Drew Inzer

No. 60
- Position:: Guard

Personal information
- Born:: December 5, 1979 (age 45) Woonsocket, Rhode Island, U.S.
- Height:: 6 ft 4.5 in (1.94 m)
- Weight:: 305 lb (138 kg)

Career information
- High school:: North Smithfield (RI)
- College:: Brown
- NFL draft:: 2001: undrafted

Career history
- New England Patriots (2001–2002)*; Jacksonville Jaguars (2002);
- * Offseason and/or practice squad member only

Career highlights and awards
- All-Ivy League (2000);

= Drew Inzer =

American football player (born 1979)

Andrew A. Inzer (born December 5, 1979) is an American former professional football offensive lineman. He attended Brown University and was a practice squad member of the Super Bowl XXXVI winning New England Patriots. He was also on the active roster of the Jacksonville Jaguars.

Inzer played football at North Smithfield High School in Rhode Island and then was a two-year letterman at Brown University (1999–2000), where he had transferred to from Boston University, which had dropped its football program. At Brown, Inzer won an Ivy Football Championship in 1999, served as Tri-Captain in 2000, earned Ivy League all-league honors, and was awarded the university wide Zucconi Award for sportsmanship in 2001. He joined the Patriots as an undrafted rookie free agent in 2001, where he received a Super Bowl ring, and then he was on the roster for the Jacksonville Jaguars in 2002 and through August 2003.

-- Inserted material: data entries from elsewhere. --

PR #1603, opened 2026-09-19
fix(audio): derive ASR and browser-TTS language defaults from the UI locale

dyk1454683243-sudo:
## Summary

Speech defaults were hardcoded to Chinese/English regardless of the interface language:

- `asrLanguage` defaulted to the literal `'zh-CN'`, and the browser-native recogniser / the settings test button fell back to `'zh-CN'` when the value was empty — a Turkish (or German, …) UI had its microphone transcribed as Chinese until the user found the language menu.
- With no usable TTS voice configured, `PlaybackEngine` set `utterance.lang` via `detectSpeechLang`, whose non-CJK fallback was always `'en-US'`, so a lesson in another language was read by an English voice.

Both now follow the UI locale. Behaviour for the default `zh-CN` locale is unchanged (`defaultASRLanguage('browser-native')` still resolves to `zh-CN`).

This adapts the unmerged sketch from #1549 onto current `main` (TTS language detection now lives in `detectSpeechLang`, including the Vietnamese path).

## Related Issues

**Fixes #1548**.

## Changes

- `lib/audio/asr-language.ts`: `defaultASRLanguage(providerId, locale = defaultLocale)` picks the entry of the provider's `supportedLanguages` matching the locale (full tag → bare language → prefix → `'auto'` → first), so `browser-native` gets `zh-CN`/`tr-TR` and Whisper-style lists get `zh`/`tr`; custom providers use `CUSTOM_ASR_DEFAULT_LANGUAGES`.
- `lib/store/settings.ts` (store default), `lib/hooks/use-audio-recorder.ts`, `lib/hooks/use-browser-asr.ts`, `components/settings/asr-settings.tsx`: the four literals become one call each. `getValidASRLanguage` (#1082) is untouched.
- `lib/playback/engine.ts` + `lib/audio/browser-tts-preview.ts`: non-CJK fallback `'en-US'` → `i18n.language || defaultLocale` (CJK / Vietnamese detection unchanged).
- `tests/audio/asr-language-default.test.ts` and a locale-fallback case in `tests/audio/detect-speech-lang.test.ts`.

## Type of Change

- [x] Bug fix (non-breaking change that fixes an issue)
- [ ] New feature (non-breaking change that adds functionality)
- [ ] Breaking change (fix or feature that would cause existing functionality to change)
- [ ] Documentation update
- [ ] Refactoring (no functional changes)
- [ ] CI/CD or build changes

### Steps to reproduce / test

[...]

PR #1605, opened 2026-09-19
fix(i18n): share cookie/Accept-Language locale between server and client

### LINKED ISSUE #1445: [Bug]: Hydration mismatch on every page load — defaultLocale is hard-coded to zh-CN
### Bug Description

`lib/i18n/types.ts` exports `defaultLocale = 'zh-CN'`:

```ts
export const defaultLocale: Locale = 'zh-CN';
```

The server renders with that locale, but the client initialises i18n from the detected browser language. When the browser is not Chinese, server and client produce different text for the same node and React reports a hydration mismatch on every load.

### Steps to Reproduce

1. Set the browser's preferred language to English (or any non-Chinese locale).
2. Run a production build with `pnpm build && pnpm start`.
3. Open the classroom page.

### Expected Behavior

The server and client agree on the initial locale, so no hydration mismatch occurs.

### Actual Behavior

```
Error: Text content does not match server-rendered HTML.
Warning: An error occurred during hydration. The server HTML was replaced with client content.
  <span>嗨，同学</span>
  <span>Hi, classmate</span>
```

The Chinese string is server-rendered; the client immediately swaps it for English and discards the server HTML for that subtree.

### Deployment Method

### OpenMAIC Version

1.0.1 (`64621adf`)

### Affected Area

Deployment / infrastructure

### Browser

Chrome on Windows 11

### Operating System

Windows 11 (app served from WSL2)

### Relevant Logs

```shell
Error: Hydration failed because the server rendered HTML didn't match the client.
  at span
  at Greeting
```

### Additional Context

Reading the locale from a cookie or `Accept-Language` on the server, or deferring locale-dependent text until after mount, removes the mismatch. Changing `defaultLocale` to `'en-US'` also resolves it for English browsers, but that only moves the same mismatch onto Chinese browsers — the underlying defect is that the server cannot know the client's locale.

### LINKED ISSUE #1536: `<html lang>` is hardcoded to "en" regardless of defaultLocale
`app/layout.tsx` renders `<html lang="en" suppressHydrationWarning>` as a constant, while the interface language defaults to `defaultLocale` (`zh-CN` here, other values in forks). Screen readers announce the page as English and browsers offer to translate a Chinese/Turkish UI "from English".

Expected: the attribute follows `defaultLocale` (language subtag), the same source i18next uses.

I have a one-line fix ready and will open a PR referencing this issue.

dyk1454683243-sudo:
## Summary

The server always rendered with hard-coded `defaultLocale` (`zh-CN`) while the client `I18nProvider` re-detected from `localStorage` / `navigator.language` after (or during) hydration. A non-Chinese browser then hydrated `嗨，同学` as `Hi, classmate` / `Hi, Learner` and React discarded the server HTML for those nodes on every load (#1445). `app/layout.tsx` also hard-coded `<html lang="en">` (#1536).

This follows @wyuc's direction on #1445: one shared initial-locale decision for server and client.

1. Server reads the **locale cookie**, then `Accept-Language`, then `defaultLocale`.
2. Client `I18nProvider` starts from that **server-chosen** value (no first-paint re-detect).
3. The language switcher writes the same cookie (and still updates `localStorage`).
4. `<html lang>` uses the language subtag of that locale.

`defaultLocale` stays `zh-CN` — this does not "fix" English browsers by flipping the default. #1537 (closed, unmerged) only derived `lang` from `defaultLocale` and is an incomplete predecessor.

The root layout loads the locale JSON through a **server-safe** helper (`lib/i18n/load-resource.ts`) and does **not** import `lib/i18n/config` (that module calls `initReactI18next` / `createContext` and cannot run in the RSC graph).

## Related Issues

Fixes #1445
Fixes #1536

## Changes

- `lib/i18n/resolve-locale.ts`: shared `matchLocale` / `resolveRequestLocale` (cookie > Accept-Language > `defaultLocale`; unsupported tags map via prefix) plus `<html lang>` helper and cookie serializer.
- `lib/i18n/request-locale.ts`: server helper over `cookies()` / `headers()`.
- `lib/i18n/load-resource.ts`: locale JSON + workbench merge, importable from Server Components.
- `app/layout.tsx`: async root layout; sets `<html lang>` and passes the resolved locale and its resource bundle into `I18nProvider`.
- `lib/hooks/use-i18n.tsx`: initialise from the server locale; persist explicit `setLocale` to cookie + `localStorage`.
- `tests/i18n/resolve-locale.test.ts`, `request-locale.test.ts`, `i18n-provider-initial-locale.test.ts`: focused vitest coverage.

## Type of Change

- [ ] Documentation update
- [ ] CI/CD or build changes

### Steps to reproduce / test

1. Prefer English (or any non-Chinese locale) in the browser.
2. `pnpm build && pnpm start` with no `locale` cookie.
3. Open the classroom / home page.
4. Switch language in the picker, reload, confirm the server render and `<html lang>` follow the cookie.

- Focused vitest: cookie > Accept-Language > default; prefix mapping; `getRequestLocale`; I18nProvider first-paint English vs Chinese.
- `pnpm exec eslint` on the touched files and `npx tsc --noEmit` — clean.
- Production `pnpm build` (exit 0) then `pnpm start`.
- `curl` against production:
  - `Accept-Language: en-US` → `<html lang="en">` + `Hi, Learner` (no `嗨，同学`)
  - `Cookie: locale=zh-CN` + English Accept-Language → `<html lang="zh">` + `嗨，同学`
  - `Accept-Language: ja` → `<html lang="ja">` + Japanese copy
- Playwright Chromium (`locale=en-US`) against that production server: no hydration / mismatch console errors on first paint; language switcher writes `locale=zh-CN`; reload keeps `<html lang="zh">` and `嗨，同学`.

## Evidence

- [x] CI checks run locally (`vitest` for the new suites, `eslint` on touched files, `npx tsc --noEmit`)
- [x] Manually tested locally (production start + Playwright)

## Checklist


LING-6150 (changes requested):
Thanks for consolidating the initial locale decision. Resolving cookie -> Accept-Language -> default on the server, passing that locale and its resources to the client, and aligning `<html lang>` is the right direction for #1445 and #1536.

At reviewed head `01eb394b`, there is a reproducible regression when switching to a language whose resources have not yet been loaded.

**1. Keep rendered translations reactive to asynchronous language loading**

In `lib/hooks/use-i18n.tsx`, `setLocale()` calls `applyInitialLocale(newLocale)` and immediately updates React state. `applyInitialLocale()` starts `i18n.changeLanguage()` without waiting for it to complete.

At the same time, the provider no longer uses `useTranslation()` or another subscription that would update React when the language change completes.

For a previously unloaded locale, this produces the following sequence:

1. The context locale changes immediately.
2. `t()` renders before the requested resource bundle is available, so it uses the Chinese fallback.
3. The requested resource bundle finishes loading.
4. The provider does not trigger another React update, so the displayed text can remain in the fallback language.

Because this provider supplies translations to shared UI consumers, the regression is not specific to the greeting used in the reproduction. Consumers can remain on fallback text after the requested resources load, until another render occurs.

This was reproduced in Chromium using the actual provider, React DOM, i18next, and the locale resource loader.

The reproduction used a fresh browser page with English and the Chinese fallback loaded, while the Japanese resource bundle was initially absent. The Japanese resource request was delayed by 300 ms to exercise the asynchronous path. After switching to Japanese, the check waited until i18next confirmed that the Japanese bundle was available, without triggering another interaction.

At that point:

    context locale: ja-JP
    document.documentElement.lang: ja
    rendered greeting: 嗨，Reviewer
    direct i18n translation: こんにちは、Reviewerさん

Switching back to English and then to Japanese displayed the correct Japanese text, because the resource was now cached.

Replacing only the provider with the base implementation in the same browser fixture correctly updated the text after the Japanese resources loaded. This identifies a regression in the new provider behavior rather than a missing translation or a resource-loading failure.

Could you please preserve reactivity when language loading completes, or coordinate loading and state updates so that the selected locale and rendered translations become consistent? Either approach is fine; the required behavior is that the first switch completes correctly without another click or an unrelated re-render.

If the repair awaits loading before committing state, please also ensure that a slower earlier switch cannot overwrite a later user selection.

**2. Add a cold-language-switch regression test**

The existing 96 i18n tests passed during review, but they do not cover this interaction. Testing only English and Chinese can miss it because Chinese is the fallback and may already be loaded.

Please add browser coverage that:

- Starts with one locale and its resources available.
- Switches to a different, previously unloaded locale, such as Japanese.
- Delays that resource load enough to exercise the asynchronous path.
- Verifies that the visible translation updates after loading finishes, without switching away and back or triggering an unrelated render.
- Verifies that the selected locale, visible text, `<html lang>`, and persisted cookie agree after the switch completes.

Please also retain verification of the original fixes: the first server/client render should use the same locale, the cookie should take precedence over Accept-Language, and a reload should preserve the selected language.

The regression above was reproduced in an isolated real-browser component fixture. A complete Next production build and full-app hydration flow were not independently rerun during this review.

**3. Coordinate final validation with #1603**

#1603 should consume the runtime UI locale established by this PR for its ASR and browser-TTS defaults. Keeping the changes in separate PRs is fine, but they should be validated together once the cold-switch regression is fixed.

Please check the combined behavior for a fresh non-Chinese UI and the existing audio fallback paths after language switching. Those fallbacks should consume the resolved UI locale, while an explicitly selected ASR language or browser voice should remain respected.

This does not require adding a new audio preference mode or migrating existing saved ASR preferences. There are separate runtime-locale wiring gaps in #1603; each PR should address its own findings before the combined verification.

The server-owned initial locale approach is worth keeping. Once cold switching updates the UI reliably, the original first-paint/cookie behavior remains covered, and the integration with #1603 is verified, this will be ready for another review.

dyk1454683243-sudo:

southerlyswell:
thankk you for looking into it. Nice to know that any issues I pick up are evaluated :)

PR #1606, opened 2026-09-19
fix(generation): inject KaTeX auto-render when the page ships core

### LINKED ISSUE #1538: Interactive scenes: KaTeX not auto-rendered when the page ships its own KaTeX; first paint raw for init()-filled labels
Two related rendering failures on generated interactive scenes, both observed on real lessons:

1. **Math stays raw when the page already ships KaTeX.** `postProcessInteractiveHtml` (`packages/@openmaic/generation/src/interactive-post-processor.ts`) skips the whole injection when `html.toLowerCase().includes('katex')`. When the model's HTML loads `katex.min.js`/`katex.min.css` itself (common), `auto-render` and the `MutationObserver` are never injected, so `\(2^{-2}\)` and `$…$` are printed literally.

2. **First paint is raw for labels filled by the page's own `init()`.** The injected script renders once on `DOMContentLoaded` and installs the observer afterwards; labels the page fills in the same tick (or right after) land before the observer exists. The math only renders after the first user interaction triggers a mutation (e.g. moving a slider).

Proposed fix (PR follows): guard on `auto-render`/`renderMathInElement` instead of `katex` and inject only the contrib script + observer when the core is already present; after installing the observer, run one more render pass after a short settle and on `window` `load`.

dyk1454683243-sudo:
## Summary

Interactive scenes left math raw (`\\(...\\)` / `$...$`) in two measured cases:

1. When the generated page already loads KaTeX core (`katex.min.js` / `katex.min.css`), `postProcessInteractiveHtml` skipped the whole injection because the guard was `html.includes('katex')`. auto-render and the MutationObserver never arrived.
2. Labels filled by the page's own `init()` on the same tick as `DOMContentLoaded` landed before the observer existed, so the first paint was raw until a later user interaction mutated the DOM.

This is a fresh PR on current `main`. Prior #1539 sketched the same approach and was closed unmerged — that fork is not reopened.

## Related Issues

**Fixes #1538**

## Changes

- Guard on `auto-render` / `renderMathInElement` instead of the bare word `katex`.
- If only KaTeX core is present, inject the missing contrib script + observer before `</body>` (auto-render needs the `katex` global). Do not duplicate core CSS/JS.
- After the observer is installed: `setTimeout(safeRender, 300)` and one more pass on `window` `load`.
- Tests in `packages/@openmaic/generation/test/support-primitives.test.ts`: core-present → contrib injected once; auto-render / `renderMathInElement` present → left alone; post-observer passes sit after the observer.

## Type of Change

- [ ] Documentation update
- [ ] CI/CD or build changes

### Steps to reproduce / test

1. Generate an interactive scene whose HTML includes `<script src="…/katex.min.js">` and uses `\\(2^{-2}\\)` in labels filled by `init()`.
2. Before: labels stay raw on first load and only render after a control mutation. After: auto-render + observer are injected; math renders on first paint.
3. `pnpm --filter @openmaic/generation test` → 26 files / 150 tests.

- Re-read current `main`: the skip guard is still `html.includes('katex')`; no open PR claimed #1538 (prior #1539 closed unmerged).
- `pnpm --filter @openmaic/generation test` → **150 passed** (26 files), including: core-present → contrib once / core not duplicated / body placement / idempotent; auto-render present → unchanged; `renderMathInElement` present → unchanged; `setTimeout(safeRender, 300)` and `window` `load` after `observer.observe`.
- Did not run a generated interactive scene in a browser in this environment.

### Evidence

- [x] Package tests pass (`pnpm --filter @openmaic/generation test`: 150 passed)
- [ ] Manually tested locally

## Checklist


LING-6150 (changes requested):
Thanks for addressing the missing auto-render injection. I verified that the change fixes a page with synchronously loaded KaTeX core and no auto-render. The generation package’s 150 tests also pass.
Browser checks with KaTeX 0.16.9 exposed two remaining cases that need to be handled before approval:
1. A deferred core script can execute after the injected auto-render script.
For a page containing <script defer src="…/katex.min.js"></script>, placing a normal auto-render script before </body> does not ensure that core has executed. Auto-render initializes first and captures an undefined katex reference. Rendering subsequently fails with:
Cannot read properties of undefined (reading 'ParseError')
The initial render exception also prevents the observer and additional render callbacks from being installed. Please ensure that auto-render initializes after core is available, and add an execution-based regression test for a deferred core script.
2. A stylesheet alone is still treated as an available core library.
includeCore: !lower.includes('katex') returns false for a page containing only katex.min.css. The output therefore receives auto-render but no core JavaScript, and rendering fails. Please distinguish the stylesheet from the core script and cover this case as well.
The package version also needs updating. The current CI failure is the package-version gate: generation’s publishable inputs changed, but its version remains 0.3.10. Please include the required version bump.
One additional clarification: I could not reproduce the proposed init()/observer timing gap with DOMContentLoaded callbacks registered either before or after the injected callback; both cases rendered on base. Could you provide the specific failing HTML fixture for that symptom? The current tests establish that the 300 ms/load callbacks are present, but do not demonstrate that they repair the reported first-render failure.
Please retain the working synchronous-core case while adding browser coverage for these scenarios. That would give us stronger evidence for closing #1538.

dyk1454683243-sudo:

PR #1607, opened 2026-09-19
docs(docker): describe what the builder heap limit does and does not bound

wyuc:
Follow-up to #1598 addressing @LING-6150's wording note: the Dockerfile comment implied the builder's `--max-old-space-size` prevents a VM-level OOM. It only makes the V8 heap limit explicit (instead of derived from the container limit); the measurements in #1598 showed the workspace package build completing under a 1 GiB container limit, not a guarantee against host/VM OOM. Comment-only change.

https://claude.ai/code/session_01DYifP8wM4XJQ3Hc2qsF6zf


LING-6150 (approved):
Thanks for following up. The Dockerfile comment now clearly distinguishes the V8 heap limit from total memory usage and scopes the measured result to the workspace package build. I also confirmed that #1598’s description has been updated accordingly.
Verified that all non-comment Dockerfile instructions are unchanged. This addresses the remaining wording points from my review. Looks good to me.

PR #1617, opened 2026-09-20
feat: add ask-user step before non-Pro generation

### LINKED ISSUE #1505: [Feature]: Model-initiated clarification when uncertain (ask-user) (non-pro mode)
### Problem or Motivation

OpenMAIC currently has no model-initiated clarification mechanism. When the underlying LLM is uncertain about key parameters—such as audience level, duration, teaching style, language mix, prerequisites, or the scope of an uploaded PDF—it tends to guess and continue generating instead of pausing to ask the user.

### Proposed Solution

Add a lightweight ask-user / clarification capability that the model can call when confidence is low. Concretely, the model would be able to emit a structured action such as an `ask_user` payload containing one or more questions, optional choices, and optional free-text input. When that action is emitted, generation or orchestration should pause, the UI should surface the questions clearly, and the user’s answers should be injected back into context before the pipeline resumes.

### Acceptance Criteria

- [ ] During outline generation, the model can emit a structured `ask_user` action when key parameters are ambiguous
- [ ] Generation or orchestration pauses until the user answers or explicitly skips
- [ ] The UI presents the questions (options plus optional free text) in a clear panel
- [ ] User answers are injected into subsequent generation context and affect the resulting outline or scenes
- [ ] When the requirement is already clear, the model does not over-ask and can proceed without clarification
- [ ] Behavior is documented (when the model should ask versus assume)

### Alternatives Considered

_No response_

### Area

Classroom generation

### Additional Context

For reference, OpenCode implements a similar mid-task `question` tool: the model can pause execution, present structured questions with options (and optional free-text), wait for the user, then continue with the answers in context. Relevant source and docs:

- Repo: https://github.com/anomalyco/opencode
- Tool implementation: https://github.com/anomalyco/opencode/blob/dev/packages/opencode/src/tool/question.ts
- Tool prompt / usage guidance: https://github.com/anomalyco/opencode/blob/dev/packages/opencode/src/tool/question.txt
- Question service: https://github.com/anomalyco/opencode/blob/dev/packages/opencode/src/question/index.ts
- Docs (Tools → question): https://github.com/anomalyco/opencode/blob/dev/packages/web/src/content/docs/tools.mdx

composable-tu:
## Summary

Pre-outline clarification for non-Pro generation, closing #1505. When the request is ambiguous, the model asks a few structured questions (options plus optional free text) before drafting the outline. The pipeline pauses for answers — or an explicit skip — and the answers go into outline generation as authoritative requirements. Clear requests skip this entirely, and outline generation itself never asks.

## Related Issues

Closes #1505

## Changes

The package owns the whole clarification contract (prompt, validation, QA assembly, with unparseable output treated as "no clarification needed"). A new POST /api/generate/clarify route runs the preflight and fails open the same way. In /generation-preview clarification is a regular pipeline step between web-search and outline, rendered inside the same card: timeline motif, question list, footer matching the outline editor (Back to requirements, Skip, Confirm and generate outline).

## Type of Change

- [ ] Documentation update
- [ ] CI/CD or build changes

### Steps to reproduce / test

1. Generate with something vague like "teach photosynthesis" and you'll land on the confirming step;
2. pick an option, submit, and the outline request carries the Q/A through. 

Skip goes straight to outlines with nothing injected.

截屏2026-09-20 13 50 06
截屏2026-09-20 13 51 02

### Evidence

- [x] Manually tested locally

## Checklist

- [ ] My code follows the project's coding style
- [ ] I have performed a self-review of my code


composable-tu:
the PR might not fully meet your expectations; if that is the case, please let me know. thank you very much.

wyuc:
Thanks @composable-tu — the failure you describe is real (asking for a 50-slide deck about a document that was never attached, and the model guessing anyway), and the implementation is careful: fail-open on unparseable output, clear requests skipped, outline generation left unchanged. I'm still going to close this, because it doesn't fit where the two modes are meant to sit.

**Classic (non-Pro) generation is deliberately one input, one course.** Its whole value is that you type a sentence and get a course back. A clarification step puts a gate in front of exactly that promise, and because the trigger is the model's judgement, users can't predict when they'll be interrupted — which makes the lightweight path feel unreliable rather than quick.

**Pro mode already owns this.** Pro is a conversation: the agent can and does ask before it builds. Adding an ask-user step to the classic pipeline means maintaining a second, weaker version of a capability that exists natively one mode over. When a classic request really is too vague, the honest answers are "generate anyway and let the user regenerate" (today's behaviour, and cheap) or "this belongs in Pro".

So we'd rather keep the boundary sharp: **clarification lives in Pro; classic stays a single shot.** I'm closing #1505 as well on the same reasoning.

Sorry to close a PR this complete — it's well put together, and the reasoning is about product shape rather than the code. If you'd like to build on Pro's clarification path instead, that's a direction we'd happily look at.

composable-tu:
I understand that the non-Pro version of OpenMAIC is guided by a “single input, single output” philosophy, and I respect that design choice.

At the same time, I wonder whether we might prioritize the final quality of the courseware a little more flexibly. Would it be possible to offer the “ask-user” clarification step as an optional advanced setting—disabled by default—under the non-Pro dialog? That way, users who prefer the current one-shot experience keep it unchanged, while those who want higher-quality results on ambiguous prompts still have a path to improve them.

I raise this only because I care about the non-Pro experience remaining competitive and useful for the majority of users. Happy to discuss further if this direction doesn’t feel right.

composable-tu:
I believe the product philosophy should ultimately serve the quality of the courseware.

PR #655, opened 2021-12-13
model: Configurations are decoded "raw" if not a string

alfrunes:
TL;DR: The new workflow uses a JSON object for the configuration parameter which broke with the old behavior which expects an escaped string with the configuration object.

Inzer currently serves as a Humanities teacher at the St. Paul's School in Concord, NH. Additionally coaching football in the fall and wrestling in the winter. He formerly served as an Economics teacher as well as an offensive line coach at Lawrenceville School.
He also formerly served as Housemaster in Lawrenceville in the Hamill House. Along with this, he served as a dorm head for Hayden Hall and Shea Family Cottage at Northfield Mount Hermon School, along with his time teaching/coaching/dorm directing at Bridgton Academy, an all-boys postgraduate school in Maine. In his spare time he enjoys playing the bassoon, fly-fishing, hiking, and raising his children with his high school sweetheart.